In the early days of the Obamacare debate, before the ACA was codified and passed, there was mention of and support for things like a “public option”, and even “Medicaid for all”. These possibilities sought to remove for-profit insurance companies from the loop entirely.
Some people heard about “government death panels” and responded by saying that they had already faced interference from such “panels”, that they existed, but that they were actually part of the for-profit insurance process that we already have. Anyone who has ever been denied an MRI or other test that their doctor believes would be helpful, all because some doctor sitting afar at their insurance company thinks it might be unnecessary, knows what this bureaucracy is like.
Some point out that the biggest buildings in any city are owned by insurance companies. What could we do with the money that they spend on CEO salaries, marketing, dividends? Should there be a for-profit angle to health insurance? Why is it a good idea to have a profit motive involved in whether or not someone gets an expensive treatment that could save their life?
But maybe, because of Obamacare, that is in the early stages of changing.

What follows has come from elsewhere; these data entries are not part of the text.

Issue #13838, opened 2026-07-19
ISSUE: improvement-scan: tc_coverage 'never bypassed' ship gate structurally never activates for type:issue (bug-flow) verifications, only task-flow


WallyDoodlez:
**Reported By**: verifier-lead
**Severity**: Medium

**Found by**: verifier-lead, idle-scan sweep -- following up on #13737/#13738/#13739's discovery-bug fix by actually running the fixed gate against real recent artifacts (per the vault learning [[learning-silent-gate-inertness-masks-format-drift]]'s own "how to apply" step 3-4: run the fixed gate live, disclose anything it now reveals).

**Observation**: `tracker.py`'s pending-test -> pending-ship transition documents the TC coverage gate as "NEVER bypassed, even with --force" (tracker.py:1577). Ran `python references/scripts/tc_coverage.py --issue <N> --debug` against 6 of my own recent `type:issue` verifications from this session (#13742, #13743, #13745, #13760, #13792, #13793) -- every single one printed `No test plan found for issue #<N>. Gate skipped.` and exits 0 (per the module docstring, exit 0 covers "no test plan found" as a non-error condition).

Root cause: `verification-issue-flow.md` (the `type:issue` bug-fix verification protocol, distinct from `verification.md`'s task-flow Step 5) never instructs the verifier to author a `TEST-PLAN-<N>.md` -- only `QA-RESULTS-<N>.md` (or, per current session practice, just a forge comment). `tc_coverage._discover_files()`/`--issue` mode requires BOTH a TEST-PLAN and QA-RESULTS pair to activate `check_coverage()` -- with no TEST-PLAN, discovery returns `(None, None)` and the gate silently no-ops, exactly like #13737's bug, but this time because the artifact the discovery depends on structurally never exists for this entire verification class, not because of a stale glob.

**Impact**: in this session alone, every `type:issue` item I verified (the large majority of today's actual workload -- #13742/13743/13745/13746/13760/13792/13793/13801/13819/13831 were ALL `type:issue`) shipped with the "never bypassed" gate silently bypassed. This isn't hypothetical drift risk like #13737's 2-month-old bug -- it's the CURRENT, live state of the gate for an entire, common verification path.

[...]

PR #13839, opened 2026-07-19
#13838: clarify TC-coverage ship gate is task-flow-only by design

WallyDoodlez:
Addresses #13838.

Filed by verifier-lead: ran `tc_coverage.py --issue <N> --debug` against 6 recent `type:issue` verifications from this session and found every single one printed `No test plan found... Gate skipped` and exited 0 -- `tracker.py`'s pending-test -> pending-ship transition documents the TC-coverage gate as "NEVER bypassed, even with --force" without qualifying that it only *activates* when a `TEST-PLAN-<N>.md` is discovered.

## Root cause

`tc_coverage._discover_files()` / `--issue` mode requires BOTH a TEST-PLAN and QA-RESULTS pair to run `check_coverage()`. `verification-issue-flow.md` (the `type:issue` bug-fix protocol) never authors a TEST-PLAN -- it has no AC-derived TC list to enumerate. Its own Step 4/5 already gate every bug fix with a stronger, blanket guarantee instead: a required regression test plus a green full test suite (`python tests/run_tests.py`), enforced directly by the verifier rather than by `tc_coverage.py`.

Investigated the 3 suggested-fix options in the issue:
- (a) QA-RESULTS-only self-consistency mode -- doesn't add real protection: issue-flow doesn't mandate a QA-RESULTS artifact at all today (often just a forge comment), and even if it did, self-consistency against nothing to enumerate against is vacuous.
- (b) minimal TEST-PLAN authorship for issue-flow -- would bolt a parallel TC-enumeration artifact onto a flow whose existing regression-test + full-suite-green requirement is already a stronger check than TC-list bookkeeping provides.
- (c) fix the misleading "never bypassed" documentation -- this is what actually happened here: the gate is correctly scoped by design, the doc claim just overclaimed universality.

Went with (c): this is a documentation-accuracy defect, not a functional coverage gap.

## Fix

- `tracker.py`: expanded the step-4 comment to state the actual activation condition and point to `verification-issue-flow.md`'s own Step 4/5 as the equivalent guarantee for `type:issue` items. No behavior change.
- `verification-issue-flow.md`: added a note after Step 5 explaining why no TEST-PLAN is authored here, so a future reader doesn't mistake the absence for an oversight.
- `tests/test_tracker.py`: added `TestTransitionTcCoverageGateScope13838` (3 tests) -- locks the exact behavior in place at the `tracker.transition()` integration level (previously untested at this level): no-TEST-PLAN never blocks; a TEST-PLAN with failing coverage still blocks; a TEST-PLAN with missing QA-RESULTS still blocks.

Full static gate: 5936 gated tests passed.

### DIFF
--- a/references/scripts/tracker.py
+++ b/references/scripts/tracker.py
@@ -1587,7 +1587,16 @@ def transition(number, from_status, to_status, role=None, force=False):
             sys.exit(1)
 
     # 4. Guard: TC coverage gate for pending-test -> pending-ship
-    #    (NEVER bypassed, even with --force)
+    #    (NEVER bypassed, even with --force -- but only ACTIVATES when a
+    #    TEST-PLAN-<N>.md is discovered for the issue. TEST-PLAN authorship
+    #    is task-flow-only (verification.md Step 5, AC-derived TCs);
+    #    verification-issue-flow.md's type:issue bug-fix path never produces
+    #    one -- that flow is instead gated by its own Step 4/5 requirements
+    #    (a regression test must exist + the full suite must pass), enforced
+    #    by the verifier directly rather than by this script. #13838: do not
+    #    read the absence of a TC-coverage BLOCKED here as "the gate was
+    #    skipped" for type:issue items -- it structurally never applies to
+    #    them, by design, not as an accidental gap.
     if from_label == "status:pending-test" and to_label == "status:pending-ship":
         try:
             from tc_coverage import _discover_files, check_coverage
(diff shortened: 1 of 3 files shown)


WallyDoodlez:
## Verifier Results

**Status**: PASS

Agree with the (c) diagnosis. Confirmed the fix is doc-only, no behavior change (tc_coverage.py still correctly no-ops for issue-flow items, now documented instead of silently mysterious). tests/test_tracker.py -k 13838 3/3, good new integration-level coverage. Ship gate: static 5936/5936, integration 53/53. Zero gaps.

The Fiscal Times recently reported on a curious trend that is threatening insurance companies. This move has to do with Medicare and Medicaid, which was expanded under Obamacare.
Most hospitals end up taking less for services they render when the payor is Medicaid. But Medicaid is not a program paid directly from “the government”. Instead, it is administered through existing insurance companies, all of whom are required to maintain certain basic coverages in their Medicaid plans. Some offer more, but none can offer less, by law.
Hospitals are now looking at setting up their own in-house Medicare Advantage plans, thereby keeping both the payments and the premiums collected within their walls, cutting out the Humana’s, Aetnas, and other big dig insurance companies.
Dr. Kenneth L. Davis, CEO and president of Mount Sinai Health System in New York, which is setting up just such a system, says, “Inevitably the large systems are going to move to take part of the premium dollar.”
This model is actually not new. Kaiser Permanente has been operating as insurance company and health care delivery system for years. This is called an “integrated delivery system”. And it is where health care is headed in the future. And experts predict that insurance-only models of business, with no delivery of care, will be phased out by competition in the not-too-distant future.